Ask potential partners: How do you assess, map and validate both historical and active patient data during a hub transition, and what safeguards do you have in place to ensure data accuracy, usability and continuity of patient services post-transition?
3) Mismanagement of In-flight Patients
Another critical transition initiative is the proper management of patients and HCPs who have work in-process at the time of transition. These patients can be at risk if there are no proactive processes used to ensure they transition to the appropriate status in the new vendor’s system.

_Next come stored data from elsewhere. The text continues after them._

PR #112, opened 2022-05-24
common: Serialize char keys in Comment::reactions

sebastinez:
This commit introduces the `serialize_reactions` function which is being
used in the `reactions` field in the `Comment` struct.

To be able to convert `Comment` struct to JSON and return them e.g. in
the http-api we need to convert the
`char` into `String` during serialization.

Signed-off-by: Sebastian Martinez <sebastinez@me.com>

### DIFF
--- a/common/src/cobs/shared.rs
+++ b/common/src/cobs/shared.rs
@@ -26,6 +26,7 @@ pub enum ResolveError {
 pub type Discussion = Vec<Comment<Replies>>;
 
 #[derive(Debug, PartialEq, Eq, Hash, Copy, Clone, Serialize, Deserialize)]
+#[serde(transparent)]
 pub struct Reaction {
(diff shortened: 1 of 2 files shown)


common/src/cobs/shared.rs
```diff
@@ -134,11 +135,26 @@ pub type Replies = Vec<Comment>;
 pub struct Comment<R = ()> {
     pub author: Author,
     pub body: String,
+    #[serde(serialize_with = "serialize_reactions")]
```
cloudhead, line 138: I think this would be more easily achieved with `#[serde(transparent)]` on the `Reaction` struct, if I'm not mistaken.

sebastinez: Nice good catch, did reduce the PR to just that. 😅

Proper preparation and transition of in-flight patients is critical to ensuring every patient’s experience is prioritized and every HCP has a positive experience with the brand, maintaining essential trust.
Best practices to ensure in-flight patients are accounted for include:
- Establishing proactive processes for these patients at the transition onset
- Careful coordination with the previous vendor to ensure a seamless experience
- Continuous status reports both during the transition and at the close of the previous program so the new vendor can action around these patients
- Maintaining and prioritizing statuses once transitioned for follow-up communication alerts
Ask your potential new vendor: What specific processes do you use to identify, track and actively manage patients and HCPs who are in-flight during a transition, and how do you ensure no cases are delayed, dropped or deprioritized?
4) Failing to Consider Transition Timing
It can be tempting to move your hub transition forward as quickly as possible. However, to ensure positive experiences for program stakeholders, careful consideration of the internal and external factors impacting the program and its patients and HCPs will ensure better transition coordination and outcomes.
Best practices for getting the timeline right require you and your vendor to consider these items:
- Current sales objectives and roadmap
- Contract clauses with current vendors
- Physician/office availability considerations
- Patient considerations (e.g., reverification, OOP status)
- Data transition from current vendor
Make sure your new vendor partner accounts for timing by asking: How do you evaluate and recommend transition timing based on commercial objectives, patient impact, provider workflows and operational constraints—and how do you adjust timelines when those factors aren’t aligned?
While the undertaking of a hub transition is arduous, it is also an opportunity to improve broken processes, consolidate disparate systems and focus services required based on the product’s phase of lifecycle.
For one client, applying AssistRx’s proven methodology allowed five programs encompassing 17 products to be successfully transitioned in less than nine months. For another client, we transitioned 3.7 million patients’ historical data.